In this stage, enamel is completely developed and fully calcified. Now the cell layers form a stratified epithelial covering of enamel, which is known as reduced enamel epithelium. This reduced enamel epithelium protects the mature enamel.
In this stage, the reduced enamel epithelium proliferates and induce atrophy. The reduced enamel epithelium releases enzymes which destroy the connective tissue, in a process known as desmolysis.
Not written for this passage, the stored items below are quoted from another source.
PR #824, opened 2023-07-11
handle empty collections early in rastervectorjoin

jdroenner:

---

<TEXT>

### DIFF
--- a/operators/src/processing/raster_vector_join/non_aggregated.rs
+++ b/operators/src/processing/raster_vector_join/non_aggregated.rs
@@ -94,9 +94,7 @@ where
         ignore_no_data: bool,
     ) -> Result<BoxStream<'a, Result<FeatureCollection<G>>>> {
         if collection.is_empty() {
-            log::debug!(
-                "input collection is empty, returning empty collection, skipping raster query"
-            );
+            log::debug!("input collection is empty, returning empty collection, skipping raster query");
 
             return Self::collection_with_new_null_column(
                 &collection,
--- a/operators/src/processing/raster_vector_join/non_aggregated.rs
+++ b/operators/src/processing/raster_vector_join/non_aggregated.rs
@@ -94,7 +94,9 @@ where
         ignore_no_data: bool,
     ) -> Result<BoxStream<'a, Result<FeatureCollection<G>>>> {
         if collection.is_empty() {
-            log::debug!("input collection is empty, returning empty collection, skipping raster query");
+            log::debug!(
+                "input collection is empty, returning empty collection, skipping raster query"
+            );
 
             return Self::collection_with_new_null_column(
                 &collection,
@@ -117,7 +119,7 @@ where
             log::debug!(
                 "spatial or temporal intersection is empty, returning the same collection, skipping raster query"
             );
-            
+
             return Self::collection_with_new_null_column(
                 &collection,
                 new_column_name,
@@ -294,7 +296,7 @@ where
     }
 
     fn into_collection(self, new_column_name: &str) -> Result<FeatureCollection<G>> {
-        let Some(state) = self.state else {            
+        let Some(state) = self.state else {
             return Err(Error::EmptyInput); // TODO: maybe output empty dataset or just nulls
         };
         let mut new_collection = state
--- a/operators/src/processing/raster_vector_join/non_aggregated.rs
+++ b/operators/src/processing/raster_vector_join/non_aggregated.rs
@@ -93,36 +93,70 @@ where
         aggregation_method: FeatureAggregationMethod,
         ignore_no_data: bool,
     ) -> Result<BoxStream<'a, Result<FeatureCollection<G>>>> {
-        if !collection.is_empty() {
-            let bbox = collection
-                .bbox()
-                .and_then(|bbox| bbox.intersection(&query.spatial_bounds));
+        if collection.is_empty() {
+            log::debug!(
+                "input collection is empty, returning empty collection, skipping raster query"
+            );
 
-            let time = collection
-                .time_bounds()
-                .and_then(|time| time.intersect(&query.time_interval));
+            return Self::collection_with_new_null_column(
+                &collection,
+                new_column_name,
+                raster_processor.raster_data_type().into(),
+            );
+        }
 
-            // TODO: also intersect with raster spatial / time bounds
+        let bbox = collection
+            .bbox()
+            .and_then(|bbox| bbox.intersection(&query.spatial_bounds));
 
-            if let (Some(q_bbox), Some(q_time)) = (bbox, time) {
-                let query = VectorQueryRectangle {
-                    spatial_bounds: q_bbox,
-                    time_interval: q_time,
-                    spatial_resolution: query.spatial_resolution,
-                }
-                .into();
+        let time = collection
+            .time_bounds()
+            .and_then(|time| time.intersect(&query.time_interval));
 
-                let res_stream = call_on_generic_raster_processor!(raster_processor, raster_processor => {
-                    Self::process_typed_collection_chunk(collection, raster_processor, new_column_name, query, ctx, aggregation_method, ignore_no_data).await
-                });
-                return res_stream;
-            }
+        // TODO: also intersect with raster spatial / time bounds
+
+        let (Some(spatial_bounds), Some(time_interval)) = (bbox, time) else {
+            log::debug!(
+                "spatial or temporal intersection is empty, returning the same collection, skipping raster query"
+            );
+            
+            return Self::collection_with_new_null_column(
+                &collection,
+                new_column_name,
+                raster_processor.raster_data_type().into(),
+            );
         };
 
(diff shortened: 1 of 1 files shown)


jdroenner:
[handle empty collections early in RasterVectorJoin](https://trello.com/c/zWKWWhSR/1384-handle-empty-collections-early-in-rastervectorjoin)

operators/src/processing/raster_vector_join/non_aggregated.rs
```diff
@@ -256,6 +263,7 @@ where
 
     fn into_collection(self, new_column_name: &str) -> Result<FeatureCollection<G>> {
         let Some(state) = self.state else {
+            log::warn!("Empty input for vector raster join");
```
ChristianBeilschmidt, line 266: Do we need an extra warning when we throw an error?

operators/src/processing/raster_vector_join/non_aggregated.rs
```diff
@@ -288,6 +296,7 @@ where
         for (raster_processor, new_column_name) in
             self.raster_processors.iter().zip(&self.column_names)
         {
+            log::debug!("processing raster for new column {:?}", new_column_name);
```
ChristianBeilschmidt, line 299:
```suggestion
            log::debug!("processing raster for new column {:?}", new_column_name);
            
```

operators/src/processing/raster_vector_join/non_aggregated.rs
```diff
@@ -93,61 +93,68 @@ where
...
+                move |accum, raster| {
+                    let collection = collection.clone();
+                    async move {
+                        let accum = accum?;
+                        let raster = raster?;
+                        accum.extract_raster_values(&collection, &raster)
+                    }
+                },
+            )
+            .map(move |accum| accum?.into_collection(new_column_name));
```
ChristianBeilschmidt, line 155: Why did you (re)move the logic of modifying the boxes, etc.?

I would put it back since you did not win anything. In the block, where it is now, you handle two branches. Thus, it is better to read if you only see that I guess.

operators/src/processing/raster_vector_join/non_aggregated.rs
```diff
@@ -93,61 +93,68 @@ where
         aggregation_method: FeatureAggregationMethod,
         ignore_no_data: bool,
     ) -> Result<BoxStream<'a, Result<FeatureCollection<G>>>> {
-        call_on_generic_raster_processor!(raster_processor, raster_processor => {
-            Self::process_typed_collection_chunk(collection, raster_processor, new_column_name, query, ctx, aggregation_method, ignore_no_data).await
-        })
+        if !collection.is_empty() {
```
ChristianBeilschmidt, line 96: The early return case should be the empty case and not the default case.

operators/src/processing/raster_vector_join/non_aggregated.rs
```diff
@@ -93,61 +93,68 @@ where
...
+                .into();
+
+                let res_stream = call_on_generic_raster_processor!(raster_processor, raster_processor => {
+                    Self::process_typed_collection_chunk(collection, raster_processor, new_column_name, query, ctx, aggregation_method, ignore_no_data).await
+                });
+                return res_stream;
+            }
+        };
+
+        log::debug!("input collection is empty, returning empty collection, skipping raster query");
```
ChristianBeilschmidt, line 122:
```suggestion
        log::debug!("input collection is empty, returning empty collection, skipping raster query");
        
```

ChristianBeilschmidt (changes requested):

operators/src/processing/raster_vector_join/non_aggregated.rs
jdroenner: no its a debug leftover. Will remove it later.

operators/src/processing/raster_vector_join/non_aggregated.rs
jdroenner: yes,but if there is no intersection in time or space we also can just return the collection with a null column. If i handle the empty case as an early return, then i have to duplicate the code for that.

operators/src/processing/raster_vector_join/non_aggregated.rs
jdroenner: it will at least save some generated code.  Building the query before we switch to the code path with generics will result in less generic code. Also in the macro we do a match block so there are also multiple branches.

While the empty collection will not be the default case, There will be many cases where there is no intersection in time and space.

operators/src/processing/raster_vector_join/non_aggregated.rs
jdroenner: do you think:

```

if bbox.is_none() or time.is_none() or collection.is_empty() {
// return early
}

bbox = bbox.unwrap()
time = time.unwrap()

// default case
```
is better? This would also calculate the bbox and the time intersection even if the collection is empty.
If you have an idea how refactor please tell me. We could crate a  new method  that we call but thats just more code for the same effect...

operators/src/processing/raster_vector_join/non_aggregated.rs
```diff
@@ -93,61 +93,68 @@ where
...
+        let data = FeatureDataType::from(raster_processor.raster_data_type())
+            .null_feature_data(collection.len());
+        let collection = collection.add_column(new_column_name, data)?;
+        let collection_stream = once_stream(async move { Ok(collection) }).boxed();
+        Ok(collection_stream)
```
ChristianBeilschmidt, line 127:
```suggestion
        if collection.is_empty() {
            log::debug!(
                "input collection is empty, returning empty collection, skipping raster query"
            );

            return Self::collection_with_new_null_column(
                &collection,
                new_column_name,
                raster_processor.raster_data_type().into(),
            );
        }

        let bbox = collection
            .bbox()
            .and_then(|bbox| bbox.intersection(&query.spatial_bounds));

        let time = collection
            .time_bounds()
            .and_then(|time| time.intersect(&query.time_interval));

        // TODO: also intersect with raster spatial / time bounds

        let (Some(spatial_bounds), Some(time_interval)) = (bbox, time) else {
            log::debug!(
                "spatial or temporal intersection is empty, returning the same collection, skipping raster query"
            );
            
            return Self::collection_with_new_null_column(
                &collection,
                new_column_name,
                raster_processor.raster_data_type().into(),
            );
        };

        let query = VectorQueryRectangle {
            spatial_bounds,
            time_interval,
            spatial_resolution: query.spatial_resolution,
        }
        .into();

        call_on_generic_raster_processor!(raster_processor, raster_processor => {
            Self::process_typed_collection_chunk(
                collection,
                raster_processor,
                new_column_name,
                query,
                ctx,
                aggregation_method,
                ignore_no_data,
            )
            .await
        })
    }

    fn collection_with_new_null_column<'a>(
        collection: &FeatureCollection<G>,
        new_column_name: &str,
        feature_data_type: FeatureDataType,
    ) -> Result<BoxStream<'a, Result<FeatureCollection<G>>>> {
        let collection = collection.add_column(
            new_column_name,
            feature_data_type.null_feature_data(collection.len()),
        )?;
        let collection_stream = once_stream(async move { Ok(collection) }).boxed();
        Ok(collection_stream)
```

ChristianBeilschmidt: I find this kind of clean.

operators/src/processing/raster_vector_join/non_aggregated.rs
ChristianBeilschmidt: I've added a suggestion below.
This should compile and successfully run the tests.

ChristianBeilschmidt (changes requested):

operators/src/processing/raster_vector_join/non_aggregated.rs
jdroenner: i don't really like the 'let (Some(spatial_bounds), Some(time_interval)) = (bbox, time) else {' because it is easy to overlook the "if" case.

operators/src/processing/raster_vector_join/non_aggregated.rs
jdroenner: [68e415f](https://github.com/geo-engine/geoengine/pull/824/commits/68e415f0df584517e614e3d889c52ce6f727c373)

operators/src/processing/raster_vector_join/non_aggregated.rs
jdroenner: i tried that but git thinks there is no difference

operators/src/processing/raster_vector_join/non_aggregated.rs
jdroenner: while i think that the other way around it was less code i am fine with your suggestion.
It did not compile because of whitespaces that fmt was complaining about.

ChristianBeilschmidt (approved):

Ameloblasts are cells which secrete the enamelproteinsenamelin and amelogenin which will later mineralize to form enamel, the hardest substance in the human body.[5] Ameloblasts control ionic and organic compositions of enamel. It is theorized that a circadian clock (24-hour) probably regulates enamel production on a daily cycle by the ameloblasts (similar to osteoblasts in production of bone tissue).[6] Ameloblasts adjust their secretory and resorptive activities to maintain favorable conditions for biomineralization.[3]: 147
These cells are sensitive to their environment. One common example is illustrated by the neonatal line, a pronounced incremental line of Retzius found in the primary teeth and in the larger cusps of the permanent first molars, showing a disruption in enamel production when the person is born.[7] High fevers in childhood are also an example of bodily stressors causing interruptions in enamel production.
Another possible example of this sensitivity (stress response pathway activation) may be the development of dental fluorosis after childhood exposure (between the ages of 2 and 8 years old) to excess consumption of fluoride, an elemental agent used to increase enamel hardness and as a result, prevent dental caries.[8]